Exercise.
Copy each line that contains the string "should", taking them from the material.

Data records.

===

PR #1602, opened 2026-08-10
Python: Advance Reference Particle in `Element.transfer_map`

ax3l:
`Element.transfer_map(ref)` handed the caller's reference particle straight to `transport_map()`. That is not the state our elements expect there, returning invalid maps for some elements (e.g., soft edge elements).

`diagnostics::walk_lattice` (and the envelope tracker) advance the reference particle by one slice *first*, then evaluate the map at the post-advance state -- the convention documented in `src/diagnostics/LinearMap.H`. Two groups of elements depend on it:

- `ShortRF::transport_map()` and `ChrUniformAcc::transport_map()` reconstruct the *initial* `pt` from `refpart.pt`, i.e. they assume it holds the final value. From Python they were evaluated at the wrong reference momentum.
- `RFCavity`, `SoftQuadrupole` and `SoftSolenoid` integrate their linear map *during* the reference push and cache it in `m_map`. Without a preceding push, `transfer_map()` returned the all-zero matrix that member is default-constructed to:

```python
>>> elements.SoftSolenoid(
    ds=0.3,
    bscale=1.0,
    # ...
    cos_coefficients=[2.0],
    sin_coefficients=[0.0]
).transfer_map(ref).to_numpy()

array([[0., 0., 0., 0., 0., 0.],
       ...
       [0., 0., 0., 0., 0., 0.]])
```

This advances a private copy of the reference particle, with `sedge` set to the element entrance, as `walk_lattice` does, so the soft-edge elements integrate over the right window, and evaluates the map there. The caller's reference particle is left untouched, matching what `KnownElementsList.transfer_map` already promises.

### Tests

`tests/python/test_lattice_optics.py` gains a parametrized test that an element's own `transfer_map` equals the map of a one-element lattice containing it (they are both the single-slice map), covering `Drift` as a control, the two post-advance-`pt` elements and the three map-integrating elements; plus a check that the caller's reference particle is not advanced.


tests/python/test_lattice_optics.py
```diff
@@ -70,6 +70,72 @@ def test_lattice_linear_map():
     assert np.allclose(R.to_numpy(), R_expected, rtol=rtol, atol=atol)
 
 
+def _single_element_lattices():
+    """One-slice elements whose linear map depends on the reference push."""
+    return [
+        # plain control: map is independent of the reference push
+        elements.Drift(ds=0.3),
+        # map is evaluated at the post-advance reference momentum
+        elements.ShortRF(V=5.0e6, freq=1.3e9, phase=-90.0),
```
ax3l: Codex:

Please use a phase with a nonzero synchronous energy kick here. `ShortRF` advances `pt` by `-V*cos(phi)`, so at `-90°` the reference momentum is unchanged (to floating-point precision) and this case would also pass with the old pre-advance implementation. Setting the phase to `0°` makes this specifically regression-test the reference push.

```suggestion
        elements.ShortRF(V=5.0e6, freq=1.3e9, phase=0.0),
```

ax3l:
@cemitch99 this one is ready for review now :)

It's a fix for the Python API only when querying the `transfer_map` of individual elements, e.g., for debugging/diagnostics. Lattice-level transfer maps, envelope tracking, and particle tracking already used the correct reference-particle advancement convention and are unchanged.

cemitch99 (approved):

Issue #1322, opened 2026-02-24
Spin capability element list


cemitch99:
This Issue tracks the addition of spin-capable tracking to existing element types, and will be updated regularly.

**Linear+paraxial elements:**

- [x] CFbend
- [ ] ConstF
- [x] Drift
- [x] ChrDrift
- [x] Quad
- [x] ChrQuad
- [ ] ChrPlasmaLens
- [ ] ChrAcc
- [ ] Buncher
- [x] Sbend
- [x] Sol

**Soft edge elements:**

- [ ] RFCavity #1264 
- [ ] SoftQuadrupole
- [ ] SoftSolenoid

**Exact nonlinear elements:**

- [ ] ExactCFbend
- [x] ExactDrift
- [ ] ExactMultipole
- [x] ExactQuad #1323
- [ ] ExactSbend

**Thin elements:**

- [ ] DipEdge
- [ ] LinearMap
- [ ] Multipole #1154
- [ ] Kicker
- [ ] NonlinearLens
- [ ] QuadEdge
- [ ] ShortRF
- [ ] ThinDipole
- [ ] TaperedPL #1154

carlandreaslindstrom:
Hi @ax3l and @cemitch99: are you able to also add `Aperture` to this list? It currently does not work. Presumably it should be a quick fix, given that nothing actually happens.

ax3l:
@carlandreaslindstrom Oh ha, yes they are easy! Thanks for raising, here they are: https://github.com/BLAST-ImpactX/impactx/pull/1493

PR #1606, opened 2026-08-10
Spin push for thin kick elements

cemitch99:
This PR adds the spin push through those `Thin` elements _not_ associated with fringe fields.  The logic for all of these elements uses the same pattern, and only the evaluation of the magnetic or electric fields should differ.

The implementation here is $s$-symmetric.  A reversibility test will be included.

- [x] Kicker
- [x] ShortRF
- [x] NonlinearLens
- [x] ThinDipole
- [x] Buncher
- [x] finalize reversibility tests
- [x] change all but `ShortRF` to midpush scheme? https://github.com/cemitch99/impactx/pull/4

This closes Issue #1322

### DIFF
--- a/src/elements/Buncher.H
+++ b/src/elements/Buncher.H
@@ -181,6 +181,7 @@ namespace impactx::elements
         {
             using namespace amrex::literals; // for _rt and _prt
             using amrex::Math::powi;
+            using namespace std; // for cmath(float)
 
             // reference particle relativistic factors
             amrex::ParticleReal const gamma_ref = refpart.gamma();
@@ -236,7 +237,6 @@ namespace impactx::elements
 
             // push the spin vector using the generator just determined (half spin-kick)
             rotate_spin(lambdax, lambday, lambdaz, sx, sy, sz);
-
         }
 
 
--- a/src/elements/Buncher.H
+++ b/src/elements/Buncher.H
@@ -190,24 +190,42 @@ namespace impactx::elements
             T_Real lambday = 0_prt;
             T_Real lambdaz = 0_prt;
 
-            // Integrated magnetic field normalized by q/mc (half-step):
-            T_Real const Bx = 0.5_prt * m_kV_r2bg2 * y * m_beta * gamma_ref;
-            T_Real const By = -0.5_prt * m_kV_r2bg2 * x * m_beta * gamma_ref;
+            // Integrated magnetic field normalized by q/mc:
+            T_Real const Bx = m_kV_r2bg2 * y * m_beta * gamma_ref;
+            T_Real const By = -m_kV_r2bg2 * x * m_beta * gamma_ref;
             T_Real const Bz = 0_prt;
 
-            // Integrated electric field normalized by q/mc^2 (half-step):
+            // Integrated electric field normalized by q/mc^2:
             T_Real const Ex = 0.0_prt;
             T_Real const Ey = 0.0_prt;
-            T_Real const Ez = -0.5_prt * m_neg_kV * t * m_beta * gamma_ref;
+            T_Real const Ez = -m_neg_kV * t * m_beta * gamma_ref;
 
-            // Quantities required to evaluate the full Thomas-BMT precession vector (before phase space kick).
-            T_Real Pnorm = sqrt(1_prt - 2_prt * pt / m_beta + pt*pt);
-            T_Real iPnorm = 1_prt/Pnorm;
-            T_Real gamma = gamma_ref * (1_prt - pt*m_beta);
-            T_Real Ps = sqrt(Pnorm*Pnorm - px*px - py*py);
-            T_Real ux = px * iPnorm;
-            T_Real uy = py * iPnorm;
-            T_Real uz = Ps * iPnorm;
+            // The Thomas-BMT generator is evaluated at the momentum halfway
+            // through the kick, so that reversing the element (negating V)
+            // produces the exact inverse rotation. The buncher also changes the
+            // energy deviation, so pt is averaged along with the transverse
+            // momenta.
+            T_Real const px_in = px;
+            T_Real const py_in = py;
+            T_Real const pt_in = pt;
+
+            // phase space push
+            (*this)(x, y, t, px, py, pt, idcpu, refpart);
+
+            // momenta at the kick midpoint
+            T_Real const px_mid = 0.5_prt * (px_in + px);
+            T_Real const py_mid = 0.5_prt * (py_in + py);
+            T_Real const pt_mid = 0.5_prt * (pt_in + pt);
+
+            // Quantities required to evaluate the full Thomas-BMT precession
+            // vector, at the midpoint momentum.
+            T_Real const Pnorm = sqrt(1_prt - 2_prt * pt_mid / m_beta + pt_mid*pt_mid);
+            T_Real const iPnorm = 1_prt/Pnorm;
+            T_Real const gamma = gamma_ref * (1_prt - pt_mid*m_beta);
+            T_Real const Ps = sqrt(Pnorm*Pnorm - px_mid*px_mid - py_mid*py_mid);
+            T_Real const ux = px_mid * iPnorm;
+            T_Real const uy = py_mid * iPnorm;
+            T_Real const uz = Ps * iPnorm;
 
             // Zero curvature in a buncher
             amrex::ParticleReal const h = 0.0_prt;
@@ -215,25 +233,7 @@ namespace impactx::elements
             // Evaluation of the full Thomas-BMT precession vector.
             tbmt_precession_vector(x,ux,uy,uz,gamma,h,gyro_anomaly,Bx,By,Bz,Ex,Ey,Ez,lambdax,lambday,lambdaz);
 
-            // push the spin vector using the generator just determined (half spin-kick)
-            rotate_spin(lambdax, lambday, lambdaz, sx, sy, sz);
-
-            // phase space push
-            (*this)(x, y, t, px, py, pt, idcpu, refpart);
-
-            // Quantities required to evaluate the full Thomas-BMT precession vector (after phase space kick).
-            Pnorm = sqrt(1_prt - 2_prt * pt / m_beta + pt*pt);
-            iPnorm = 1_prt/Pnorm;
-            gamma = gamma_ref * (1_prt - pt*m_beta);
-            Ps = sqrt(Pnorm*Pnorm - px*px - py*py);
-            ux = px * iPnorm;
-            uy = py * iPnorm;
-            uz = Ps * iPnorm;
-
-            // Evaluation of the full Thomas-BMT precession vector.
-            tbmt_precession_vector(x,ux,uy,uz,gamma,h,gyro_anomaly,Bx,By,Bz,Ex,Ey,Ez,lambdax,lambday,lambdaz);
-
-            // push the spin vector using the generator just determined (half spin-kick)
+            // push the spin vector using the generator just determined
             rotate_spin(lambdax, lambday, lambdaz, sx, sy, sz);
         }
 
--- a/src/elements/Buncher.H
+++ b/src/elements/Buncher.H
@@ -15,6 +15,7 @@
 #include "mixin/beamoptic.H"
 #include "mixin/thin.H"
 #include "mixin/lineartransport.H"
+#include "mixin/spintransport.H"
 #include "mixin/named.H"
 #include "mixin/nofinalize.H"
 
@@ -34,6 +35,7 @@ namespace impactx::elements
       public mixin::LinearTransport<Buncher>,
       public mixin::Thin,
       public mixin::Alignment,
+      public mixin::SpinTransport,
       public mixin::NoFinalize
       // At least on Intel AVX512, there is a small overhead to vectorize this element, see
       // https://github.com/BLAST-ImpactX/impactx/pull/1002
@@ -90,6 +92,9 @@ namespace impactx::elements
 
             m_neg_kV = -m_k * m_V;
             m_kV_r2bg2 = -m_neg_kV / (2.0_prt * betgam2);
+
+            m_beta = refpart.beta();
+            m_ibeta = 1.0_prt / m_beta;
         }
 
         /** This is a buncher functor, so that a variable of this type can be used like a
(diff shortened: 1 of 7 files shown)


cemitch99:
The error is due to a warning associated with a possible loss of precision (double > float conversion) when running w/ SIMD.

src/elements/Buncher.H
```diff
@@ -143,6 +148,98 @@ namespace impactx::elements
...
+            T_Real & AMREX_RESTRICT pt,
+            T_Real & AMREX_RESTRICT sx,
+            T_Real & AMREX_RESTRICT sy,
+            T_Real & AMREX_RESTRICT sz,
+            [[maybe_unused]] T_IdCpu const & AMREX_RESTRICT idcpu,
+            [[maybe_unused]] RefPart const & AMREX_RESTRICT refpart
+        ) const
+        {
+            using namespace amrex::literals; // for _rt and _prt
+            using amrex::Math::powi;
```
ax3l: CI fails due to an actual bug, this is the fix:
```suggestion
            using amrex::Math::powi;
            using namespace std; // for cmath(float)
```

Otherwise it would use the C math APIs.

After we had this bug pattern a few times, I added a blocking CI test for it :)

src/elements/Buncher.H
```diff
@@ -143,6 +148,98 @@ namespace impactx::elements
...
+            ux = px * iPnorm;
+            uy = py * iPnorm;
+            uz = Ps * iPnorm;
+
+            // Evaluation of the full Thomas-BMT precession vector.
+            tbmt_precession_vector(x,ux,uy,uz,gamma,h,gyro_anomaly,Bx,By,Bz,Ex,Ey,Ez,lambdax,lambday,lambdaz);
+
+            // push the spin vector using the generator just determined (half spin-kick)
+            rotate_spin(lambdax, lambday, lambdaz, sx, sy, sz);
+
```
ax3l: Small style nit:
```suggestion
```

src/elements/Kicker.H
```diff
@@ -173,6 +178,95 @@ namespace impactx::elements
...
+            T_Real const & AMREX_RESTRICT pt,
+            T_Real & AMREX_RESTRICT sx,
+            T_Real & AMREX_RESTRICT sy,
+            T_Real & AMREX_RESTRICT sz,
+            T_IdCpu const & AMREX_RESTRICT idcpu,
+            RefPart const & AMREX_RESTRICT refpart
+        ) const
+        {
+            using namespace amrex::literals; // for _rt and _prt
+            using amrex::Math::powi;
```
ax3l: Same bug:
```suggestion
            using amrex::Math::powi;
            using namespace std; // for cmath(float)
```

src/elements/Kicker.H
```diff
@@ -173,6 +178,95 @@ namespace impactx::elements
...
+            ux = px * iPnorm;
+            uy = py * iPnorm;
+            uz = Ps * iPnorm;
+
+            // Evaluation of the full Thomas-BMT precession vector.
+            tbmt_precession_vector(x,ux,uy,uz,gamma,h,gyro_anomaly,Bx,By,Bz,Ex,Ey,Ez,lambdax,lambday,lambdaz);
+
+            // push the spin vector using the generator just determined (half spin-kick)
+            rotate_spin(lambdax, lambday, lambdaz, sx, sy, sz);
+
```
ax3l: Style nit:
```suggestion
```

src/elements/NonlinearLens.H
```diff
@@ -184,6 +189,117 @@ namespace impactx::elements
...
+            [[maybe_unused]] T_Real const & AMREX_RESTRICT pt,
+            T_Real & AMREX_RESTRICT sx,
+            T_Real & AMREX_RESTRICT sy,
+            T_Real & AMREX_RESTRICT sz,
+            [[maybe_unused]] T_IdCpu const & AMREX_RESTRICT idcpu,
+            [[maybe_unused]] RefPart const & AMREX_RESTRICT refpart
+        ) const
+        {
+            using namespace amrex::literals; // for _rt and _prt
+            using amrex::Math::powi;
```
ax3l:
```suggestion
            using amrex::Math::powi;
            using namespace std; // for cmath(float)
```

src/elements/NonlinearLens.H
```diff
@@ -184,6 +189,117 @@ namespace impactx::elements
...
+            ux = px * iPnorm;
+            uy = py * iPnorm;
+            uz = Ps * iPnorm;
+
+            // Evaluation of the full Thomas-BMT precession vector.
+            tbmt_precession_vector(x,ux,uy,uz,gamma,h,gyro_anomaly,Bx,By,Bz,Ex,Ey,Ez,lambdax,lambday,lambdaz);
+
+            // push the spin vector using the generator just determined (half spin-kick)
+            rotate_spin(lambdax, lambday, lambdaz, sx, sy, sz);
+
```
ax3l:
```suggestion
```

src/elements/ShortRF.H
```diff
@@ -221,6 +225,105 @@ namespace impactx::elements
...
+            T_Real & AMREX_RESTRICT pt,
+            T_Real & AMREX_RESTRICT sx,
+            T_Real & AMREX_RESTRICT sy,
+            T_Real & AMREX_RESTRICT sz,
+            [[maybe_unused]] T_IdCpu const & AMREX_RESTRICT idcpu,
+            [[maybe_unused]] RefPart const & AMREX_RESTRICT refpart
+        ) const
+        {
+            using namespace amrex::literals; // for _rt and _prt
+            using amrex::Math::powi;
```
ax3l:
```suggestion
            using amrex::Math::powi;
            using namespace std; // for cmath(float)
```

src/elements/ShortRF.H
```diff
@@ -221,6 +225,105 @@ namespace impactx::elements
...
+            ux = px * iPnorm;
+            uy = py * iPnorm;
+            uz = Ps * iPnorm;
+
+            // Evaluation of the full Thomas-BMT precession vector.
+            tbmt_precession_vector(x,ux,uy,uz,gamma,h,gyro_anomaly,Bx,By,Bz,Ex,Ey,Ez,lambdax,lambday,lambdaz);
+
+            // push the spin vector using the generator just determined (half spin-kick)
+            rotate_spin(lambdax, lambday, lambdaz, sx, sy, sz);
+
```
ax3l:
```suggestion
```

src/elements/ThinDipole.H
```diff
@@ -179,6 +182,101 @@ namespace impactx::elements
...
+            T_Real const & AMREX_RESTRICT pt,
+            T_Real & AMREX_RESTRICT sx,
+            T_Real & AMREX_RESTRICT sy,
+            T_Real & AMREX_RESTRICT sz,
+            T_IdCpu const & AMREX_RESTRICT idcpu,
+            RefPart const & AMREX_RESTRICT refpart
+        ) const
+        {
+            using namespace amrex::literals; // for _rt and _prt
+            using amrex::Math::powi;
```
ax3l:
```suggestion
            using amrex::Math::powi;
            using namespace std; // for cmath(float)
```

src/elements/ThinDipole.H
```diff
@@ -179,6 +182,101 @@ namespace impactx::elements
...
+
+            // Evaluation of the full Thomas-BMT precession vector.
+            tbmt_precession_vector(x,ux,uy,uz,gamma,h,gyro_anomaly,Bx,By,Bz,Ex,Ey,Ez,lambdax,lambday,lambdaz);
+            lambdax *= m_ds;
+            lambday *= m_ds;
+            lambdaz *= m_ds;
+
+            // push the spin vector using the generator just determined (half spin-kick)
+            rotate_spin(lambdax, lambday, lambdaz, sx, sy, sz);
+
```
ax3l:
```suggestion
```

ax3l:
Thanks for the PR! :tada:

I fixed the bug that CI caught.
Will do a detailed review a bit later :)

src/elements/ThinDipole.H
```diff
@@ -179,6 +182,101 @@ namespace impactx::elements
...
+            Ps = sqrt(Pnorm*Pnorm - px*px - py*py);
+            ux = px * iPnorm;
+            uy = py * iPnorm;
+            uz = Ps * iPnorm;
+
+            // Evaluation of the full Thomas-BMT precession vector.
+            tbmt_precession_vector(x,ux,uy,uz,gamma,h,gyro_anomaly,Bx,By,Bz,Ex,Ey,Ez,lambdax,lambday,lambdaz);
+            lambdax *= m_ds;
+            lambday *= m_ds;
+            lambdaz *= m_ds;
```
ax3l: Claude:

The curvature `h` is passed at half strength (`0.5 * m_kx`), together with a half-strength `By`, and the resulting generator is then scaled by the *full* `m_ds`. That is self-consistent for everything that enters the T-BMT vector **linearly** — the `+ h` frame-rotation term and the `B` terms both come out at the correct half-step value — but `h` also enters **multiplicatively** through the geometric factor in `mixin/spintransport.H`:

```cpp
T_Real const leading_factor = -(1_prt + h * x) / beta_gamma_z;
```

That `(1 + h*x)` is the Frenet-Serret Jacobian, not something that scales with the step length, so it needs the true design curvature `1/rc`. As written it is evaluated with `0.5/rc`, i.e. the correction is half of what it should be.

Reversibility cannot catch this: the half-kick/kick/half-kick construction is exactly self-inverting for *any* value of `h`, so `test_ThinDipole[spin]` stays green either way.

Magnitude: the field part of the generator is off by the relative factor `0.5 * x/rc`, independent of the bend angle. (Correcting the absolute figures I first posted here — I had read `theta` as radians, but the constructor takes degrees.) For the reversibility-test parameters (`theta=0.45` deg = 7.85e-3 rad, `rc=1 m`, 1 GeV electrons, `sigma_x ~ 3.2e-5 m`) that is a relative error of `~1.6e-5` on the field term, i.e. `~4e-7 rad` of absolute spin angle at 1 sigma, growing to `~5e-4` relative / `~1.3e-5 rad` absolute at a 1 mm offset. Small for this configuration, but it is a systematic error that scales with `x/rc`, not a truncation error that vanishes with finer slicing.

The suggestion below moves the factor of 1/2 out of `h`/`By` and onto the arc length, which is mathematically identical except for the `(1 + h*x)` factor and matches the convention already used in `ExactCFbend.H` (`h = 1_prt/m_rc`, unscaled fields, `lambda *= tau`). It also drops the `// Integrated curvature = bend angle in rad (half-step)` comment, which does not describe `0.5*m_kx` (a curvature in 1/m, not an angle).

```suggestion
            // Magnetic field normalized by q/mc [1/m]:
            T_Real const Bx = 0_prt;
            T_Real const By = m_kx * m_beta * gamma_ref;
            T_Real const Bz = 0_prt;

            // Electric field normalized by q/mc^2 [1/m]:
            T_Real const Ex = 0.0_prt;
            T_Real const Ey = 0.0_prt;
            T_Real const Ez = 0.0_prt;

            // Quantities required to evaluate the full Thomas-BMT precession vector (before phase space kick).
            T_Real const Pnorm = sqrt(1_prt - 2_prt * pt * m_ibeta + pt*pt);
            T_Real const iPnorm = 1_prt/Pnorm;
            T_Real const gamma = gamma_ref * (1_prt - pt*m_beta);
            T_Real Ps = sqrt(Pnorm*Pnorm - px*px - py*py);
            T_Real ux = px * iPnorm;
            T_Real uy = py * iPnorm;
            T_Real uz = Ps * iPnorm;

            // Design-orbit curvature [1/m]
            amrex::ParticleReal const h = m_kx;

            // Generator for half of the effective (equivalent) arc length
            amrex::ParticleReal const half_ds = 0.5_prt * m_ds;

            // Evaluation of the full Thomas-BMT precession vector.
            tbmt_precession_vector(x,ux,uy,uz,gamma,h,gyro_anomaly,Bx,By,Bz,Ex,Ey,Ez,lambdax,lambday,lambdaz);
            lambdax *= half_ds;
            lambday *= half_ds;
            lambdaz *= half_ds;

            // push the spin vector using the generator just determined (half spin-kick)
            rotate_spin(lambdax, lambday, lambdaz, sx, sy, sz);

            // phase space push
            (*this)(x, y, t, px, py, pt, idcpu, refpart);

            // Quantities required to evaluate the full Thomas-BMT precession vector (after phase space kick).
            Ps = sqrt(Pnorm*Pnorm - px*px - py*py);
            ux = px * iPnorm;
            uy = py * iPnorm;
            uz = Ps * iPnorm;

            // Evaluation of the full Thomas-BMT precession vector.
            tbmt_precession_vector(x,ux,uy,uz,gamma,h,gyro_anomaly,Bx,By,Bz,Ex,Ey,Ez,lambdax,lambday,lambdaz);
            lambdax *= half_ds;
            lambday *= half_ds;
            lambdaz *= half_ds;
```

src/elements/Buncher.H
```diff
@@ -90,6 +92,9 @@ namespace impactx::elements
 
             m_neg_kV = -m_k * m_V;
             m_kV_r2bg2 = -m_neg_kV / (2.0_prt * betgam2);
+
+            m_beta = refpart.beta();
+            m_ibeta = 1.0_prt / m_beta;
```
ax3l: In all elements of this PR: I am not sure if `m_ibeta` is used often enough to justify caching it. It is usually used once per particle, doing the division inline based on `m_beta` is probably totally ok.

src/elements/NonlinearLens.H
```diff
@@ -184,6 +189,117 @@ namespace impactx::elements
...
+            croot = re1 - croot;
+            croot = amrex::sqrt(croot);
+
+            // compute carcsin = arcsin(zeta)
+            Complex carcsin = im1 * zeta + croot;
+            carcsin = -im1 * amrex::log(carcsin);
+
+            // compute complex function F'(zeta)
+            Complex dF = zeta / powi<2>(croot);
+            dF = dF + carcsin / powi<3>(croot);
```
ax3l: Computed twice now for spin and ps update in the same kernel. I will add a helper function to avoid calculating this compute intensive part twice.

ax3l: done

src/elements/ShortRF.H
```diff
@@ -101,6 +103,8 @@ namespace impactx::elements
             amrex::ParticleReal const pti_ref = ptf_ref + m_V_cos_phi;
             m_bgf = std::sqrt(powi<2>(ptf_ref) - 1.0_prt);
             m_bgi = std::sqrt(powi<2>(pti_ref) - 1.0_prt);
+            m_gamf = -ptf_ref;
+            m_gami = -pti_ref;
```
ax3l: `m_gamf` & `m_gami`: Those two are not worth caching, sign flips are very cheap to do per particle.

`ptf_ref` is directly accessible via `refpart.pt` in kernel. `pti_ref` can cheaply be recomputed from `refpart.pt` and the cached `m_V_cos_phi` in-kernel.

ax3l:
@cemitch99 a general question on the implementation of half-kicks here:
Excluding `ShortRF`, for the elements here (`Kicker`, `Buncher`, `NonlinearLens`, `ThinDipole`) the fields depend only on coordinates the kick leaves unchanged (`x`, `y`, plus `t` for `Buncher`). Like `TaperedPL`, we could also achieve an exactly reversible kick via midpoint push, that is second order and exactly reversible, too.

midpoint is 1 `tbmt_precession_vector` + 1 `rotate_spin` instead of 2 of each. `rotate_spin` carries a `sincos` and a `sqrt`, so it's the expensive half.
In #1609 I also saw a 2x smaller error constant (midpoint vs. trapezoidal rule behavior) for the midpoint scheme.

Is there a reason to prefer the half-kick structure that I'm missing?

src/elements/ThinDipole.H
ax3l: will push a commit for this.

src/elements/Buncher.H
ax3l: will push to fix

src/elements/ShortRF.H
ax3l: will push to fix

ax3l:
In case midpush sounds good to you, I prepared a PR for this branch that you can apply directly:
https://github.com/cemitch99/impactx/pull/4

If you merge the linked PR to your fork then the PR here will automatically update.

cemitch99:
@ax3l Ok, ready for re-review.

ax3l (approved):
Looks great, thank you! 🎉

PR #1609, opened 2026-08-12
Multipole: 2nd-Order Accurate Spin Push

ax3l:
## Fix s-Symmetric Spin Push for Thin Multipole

===

Exercise result.
Hi @ax3l and @cemitch99: are you able to also add `Aperture` to this list? It currently does not work. Presumably it should be a quick fix, given that nothing actually happens.
This PR adds the spin push through those `Thin` elements _not_ associated with fringe fields.  The logic for all of these elements uses the same pattern, and only the evaluation of the magnetic or electric fields should differ.
That `(1 + h*x)` is the Frenet-Serret Jacobian, not something that scales with the step length, so it needs the true design curvature `1/rc`. As written it is evaluated with `0.5/rc`, i.e. the correction is half of what it should be.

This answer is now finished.